Single by Fatal Bazooka featuring Yelle

from the album T'as vu
- B-side: "Auto-Clash"
- Released: October 15, 2007
- Recorded: France, 2006
- Genre: Dance-pop, R&B, hip hop, parody
- Length: 3:40
- Label: Warner Music, Up Music
- Songwriters: Nicolas Brisson Dominique Gauriaud William Geslin Jurij Prette Michaël Youn
- Producers: Dominique Gauriaud William Geslin Jurij Prette Michaël Youn

Fatal Bazooka singles chronology
| "Tranquillement" (2007) | "Parle à ma main" (2007) |  |

Yelle singles chronology
| "A cause des garçons" (2007) | "Parle à ma main" (2007) | "Ce jeu" (2008) |

Music video
- "Parle à ma main" on YouTube

= Parle à ma main =

"Parle à ma main" (French for "Talk to my hand") is a song recorded by French act Fatal Bazooka featuring Yelle and released on October 15, 2007. It was the fifth and last single from the album T'as vu.
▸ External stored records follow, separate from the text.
Issue #6775, opened 2020-07-25
5.3.1 build with JSDoc error ^ Node 12


crazykay:
## JSDoc 3.5.5 Breaking Builds on Node 12
https://github.com/pixijs/pixi.js/issues/6571

### Possible Solution
upgrade
`"jsdoc": "^3.5.5"`
to
`"jsdoc": "^3.6.4",`

### Environment

- **`pixi.js` version**: 5.3.1
- **Browser & Version**: none
- **OS & Version**: Archlinux
- **Running Example**:  none

bigtimebuddy:
This is a duplicate. We already have a plan to fix for 3.4.0, by moving away from JSDoc entirely. Closing.

Issue #5724, opened 2019-05-24
Can't build docs on Node 12


andresroberto:
### Expected Behavior

After running `npm run docs` I should get the docs built into the `dist/docs` folder.

### Current Behavior

When running the command on Node 12, the current result of running `npm run docs` is:

<img width="1117" alt="Screenshot 2019-05-24 at 17 14 44" src="https://user-images.githubusercontent.com/1273138/58338114-73ace800-7e47-11e9-8265-460c56b35abb.png">

### Possible Solution

In order to solve this issue jsdoc needs to be updated to version 3.6 which supports Node 12. However, jsdoc 3.6 has some breaking changes that cause the docs to be generated in a erroneous way. More research is needed in order to find a way to upgrade and fix the docs afterwards.

### Steps to Reproduce

1. Set node 12 as current node version (for instance install and set it as current node version with nvm).
2. Run the `npm run docs` command.
3. See the error message.
4. Check the `dist/docs` folder does not exist.
5. Running `npm test` also generate the same error message but won't prevent the tests from running. The error shows up because the test script also generates typescript types based on the jsdoc output, therefore running jsdoc is part of the process.

### Environment

- **`pixi.js` version**: 5.0.3
- **Browser & Version**: No Browser but Node 12.2.0
- **OS & Version**: macOS 10.14.5
- **Running Example**: NA

ivanpopelyshev:
Yep, its a known issue of requizzle, we are waiting for fix. Can you check it in their repo if it was solved?

andresroberto:
Yes, they made a fix (https://github.com/hegemonic/requizzle/pull/4) and released it and JSDoc `3.6.0` includes the fix. Unfortunately, upgrading JSDoc breaks the generated documentation as mentioned by @bigtimebuddy (https://github.com/pixijs/pixi.js/pull/5722#issuecomment-495632329).

PR #7065, opened 2020-12-14
Add strict engines support

bigtimebuddy:
This is a non-critical change to define `engines` in the root package.json. I added similar changes for v5.3.x and v5.2.x branches (those old branches explicitly require Node 10 to build docs/types) and thought it would be good to declare supported Node.js versions and npm versions more explicitly. This aligns with the GitHub Actions for testing. In the past, users trying to build have hit issues #6775, #6571, #5724, etc

### DIFF
--- a/.npmrc
+++ b/.npmrc
@@ -1,0 +1,1 @@
+engine-strict = true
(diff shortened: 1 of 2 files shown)


GoodBoyDigital (approved):
nice

Zyie (approved):

PR #7067, opened 2020-12-14
Deprecates transparent Option

### LINKED ISSUE #7066: Transparent Not Working As Expected
Because of this change #7062 `transparent: true` doesn't do what it's suppose to:
https://pixijs.io/examples/#/demos-basic/transparent-background.js

We need to harmonize:

* Renderer's `backgroundAlpha`
* Application/Renderer's `options.transparent`
* Canvas' context `alpha` property

bigtimebuddy:
Fixes #7066

This clears up the ambiguity of the recent transparent changes by creating two distinct options for Application and Renderer. It's easier to backward support `transparent` by not overloading it with new meaning.

* **`contextAlpha`** the readonly property for creating the `canvas.getContext`
* **`backgroundAlpha`** the amount of background alpha from 0 to 1

The option `transparent` is marked as deprecated but still supports backward compatibility by setting `contextAlpha` and `backgroundAlpha`.

**Broken**
https://pixijs.io/examples/#/demos-basic/transparent-background.js

**Fixed**
https://pixijs.io/examples/?v=dev-context-alpha#/demos-basic/transparent-background.js

### DIFF
--- a/packages/app/src/Application.ts
+++ b/packages/app/src/Application.ts
@@ -50,7 +50,7 @@ export class Application
      * @param {number} [options.width=800] - The width of the renderers view.
      * @param {number} [options.height=600] - The height of the renderers view.
      * @param {HTMLCanvasElement} [options.view] - The canvas to use as a view, optional.
-     * @param {boolean} [options.transparent=false] - If the render view is transparent.
+     * @param {boolean} [options.contextAlpha=true] - Pass-through value for canvas' context `alpha` property.
      * @param {boolean} [options.autoDensity=false] - Resizes renderer view in CSS pixels to allow for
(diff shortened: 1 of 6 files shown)


andrewstart (approved):

SukantPal (approved):
I find adding a context prefix to "alpha" distasteful, especially since other context fields aren't. But I'll be a stoic. 👍

bigtimebuddy:
@SukantPal backgroundAlpha does not work with canvas. Did you test that?

Also, I hear you on the context prefix. On the plus tho, it's unlikely a prop that devs will use much since it has some subtle pref side effects in some environments.

PR #7068, opened 2020-12-15
FAIL_IF_MAJOR_PERFORMANCE_CAVEAT switched to false by default

themoonrat:
##### Description of change
After the discussions in https://github.com/pixijs/pixi.js/issues/7054 - I feel it's a better strategy by default to allow WebGL where possible, and let developers decide if they want to fail on this flag. It seems it's not always an accurate indicator on whether a device will have good performance or not.

##### Pre-Merge Checklist

How docs looks after generation

image


bigtimebuddy (approved):
Nice!

SukantPal (approved):

PR #7073, opened 2020-12-16
Fix: Clamp blur filter to inputClamp

### LINKED ISSUE #7063: Blur Filter bug in 5.4.0-rc.3
Noticing an odd issue with 5.4.0-rc.3. The blur filter appears to be bleeding (this did not happen in 5.3.3 running the same code). 

Here are my blur settings:
blur = new PIXI.filters.BlurFilter();
blur.blur = 0.75;
blur.resolution = 2;
blur.quality = 8;

Included below are two screenshots that demonstrate the issue (top is 5.3.3, bottom is 5.4.0-rc3):

image

image

...note the bits of bleed that show up sporadically. I'm testing on MacOS 10.13.6 w the latest Firefox, Chrome, Safari, and Edge browsers. I'm rendering in WebGL (have not tested canvas fallback as yet - but critical for this to work in WebGL).

SukantPal:
Fixes #7063 

This wasn't a regression in that the offending PR was incorrect. The problem rather lied in the `BlurFilter` incorrectly assuming the filter texture outside of the filtering area on the texture was cleared.

### The Problem

In #7063, @Article19 correctly suggested that the filter texture was bleeding. The `BlurFilter` was sampling texels outside of the filtering area (even outside the padding). Since the `FilterSystem` no longer has to clear the whole texture, those texels could have garbage from previous filtering operations.

### Description of change

The blur filter's texel sampling is clamped to the `inputClamp`, i.e. the padded filtering area.

### Explanation

Technically, the blur filter shouldn't require clamping - we already apply a padding around the filter target. However, the blur filter is also applied inside the padding - which is due the limitation of the `FilterSystem`. Ideally, the filter should run only in the filter target's area.

Blur Filter Bleeding

The above diagram shows different texels the filter calculates the output for. In each case, the filter samples all the texels in the input texture within the radius around the output texel. For any location within the yellow region (filter target's bounds), the texels have the correct values within the blurring radius (filter target inside its bounds, transparent black in filter padding). HOWEVER, for any location in the filter padding itself, the blur filter would sample pixels outside of the filter source frame. Since the blue region could contain garbage, using it in the blur manifests itself as "bleeding".

## Verification of fix

I tested that clamping the filter sampling to `inputClamp` by clearing the area outside of the filtering area with opaque red. Without this fix, you would see a red bleeding:

Screen Shot 2020-12-16 at 9 59 32 AM

And indeed, this fix works - after:

Screen Shot 2020-12-16 at 10 14 47 AM

## Reproduction notes

To reproduce this bug, you must ensure that multiple objects are filtered using the same filter textures. That means the next-power-of-2 filter area (bounds + filter padding) must be equal.

##### Pre-Merge Checklist

### DIFF
--- a/packages/filters/filter-blur/src/generateBlurFragSource.ts
+++ b/packages/filters/filter-blur/src/generateBlurFragSource.ts
@@ -13,6 +13,7 @@ const GAUSSIAN_VALUES: IGAUSSIAN_VALUES = {
 const fragTemplate = [
     'varying vec2 vBlurTexCoords[%size%];',
     'uniform sampler2D uSampler;',
+    'uniform vec4 inputClamp;',
 
     'void main(void)',
     '{',
@@ -22,6 +23,11 @@ const fragTemplate = [
 
 ].join('\n');
 
+const sampleTexelTemplate = `gl_FragColor += texture2D(
+    uSampler, 
+    clamp(vBlurTexCoords[%index%], inputClamp.xy, inputClamp.zw)
+) * %value%;`;
+
 export function generateBlurFragSource(kernelSize: number): string
 {
     const kernel = GAUSSIAN_VALUES[kernelSize];
@@ -30,12 +36,11 @@ export function generateBlurFragSource(kernelSize: number): string
     let fragSource = fragTemplate;
 
     let blurLoop = '';
-    const template = 'gl_FragColor += texture2D(uSampler, vBlurTexCoords[%index%]) * %value%;';
     let value: number;
 
     for (let i = 0; i < kernelSize; i++)
     {
-        let blur = template.replace('%index%', i.toString());
+        let blur = sampleTexelTemplate.replace('%index%', i.toString());
 
         value = i;
 


SukantPal:
@bigtimebuddy  Fixed fiddle: https://jsfiddle.net/ShukantPal/h6a0j2be/

ivanpopelyshev (changes requested):
That with what we did with `CLEAR_MODE`

The idea is that if `clearMode = ON` then whoever made filter doesnt want to spend time adjusting clamp. 

Of course after your fix, BlurFilter can use partial clearing,  `clearMode = AUTO`.

But for many other filters - that's not the case, you have to clear everything anyway.

Then it comes decision what exactly FilterSystem has to do with that `AUTO` mode. 
That's `FilterSystem.forceClear`
For now there were two cases:
1. we just clear everything.
2. we actually draw quad over with `BLEND_MODES.NONE`

You added third option
3. we clear it partially, then draw with regular blendMode.

ivanpopelyshev:
The fix for blurfilter is fine, but it wont help other filters

bigtimebuddy:
Great explanation, but I’m with @ivanpopelyshev on this one this seems like a specific fix to a general problem. @SukantPal you made #6892 which introduced this behavior. I’m more inclined to undo that PR than start mucking with BlurFilters shaders.

SukantPal:
I'll make a fix for the filter system today evening.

It was particularly successful in France and Belgium (Wallonia), where it was a number one hit for many weeks.

==Music video==
In the music video, David Guetta's hit single "Love Is Gone" can be heard at the beginning and is sung by Fatal Bazooka (portrayed by Michaël Youn). French actor Vincent Desagnat features in the video, while French singers Vitaa and Diam's are mentioned in the lyrics. A sequence in a gymnasium is inspired by the music video for Gwen Stefani's "Hollaback Girl," particularly in the featuring of a brass band and some majorettes.

==Chart performance==
In France, the single entered the singles chart at number two on 1 December 2007, then climbed to number one and stayed there for seven weeks. Then after three weeks at number two, it dropped quickly. It totaled 13 weeks in the top ten, 16 weeks in the top 50 and 19 weeks on the chart (top 100).

In Belgium (Wallonia), "Parle à ma main" charted for 22 weeks in the top 40 from 15 December 2007. It started at number 24, reached the top ten two weeks later, and eventually topped the chart for four weeks. It remained in the top ten for 16 weeks .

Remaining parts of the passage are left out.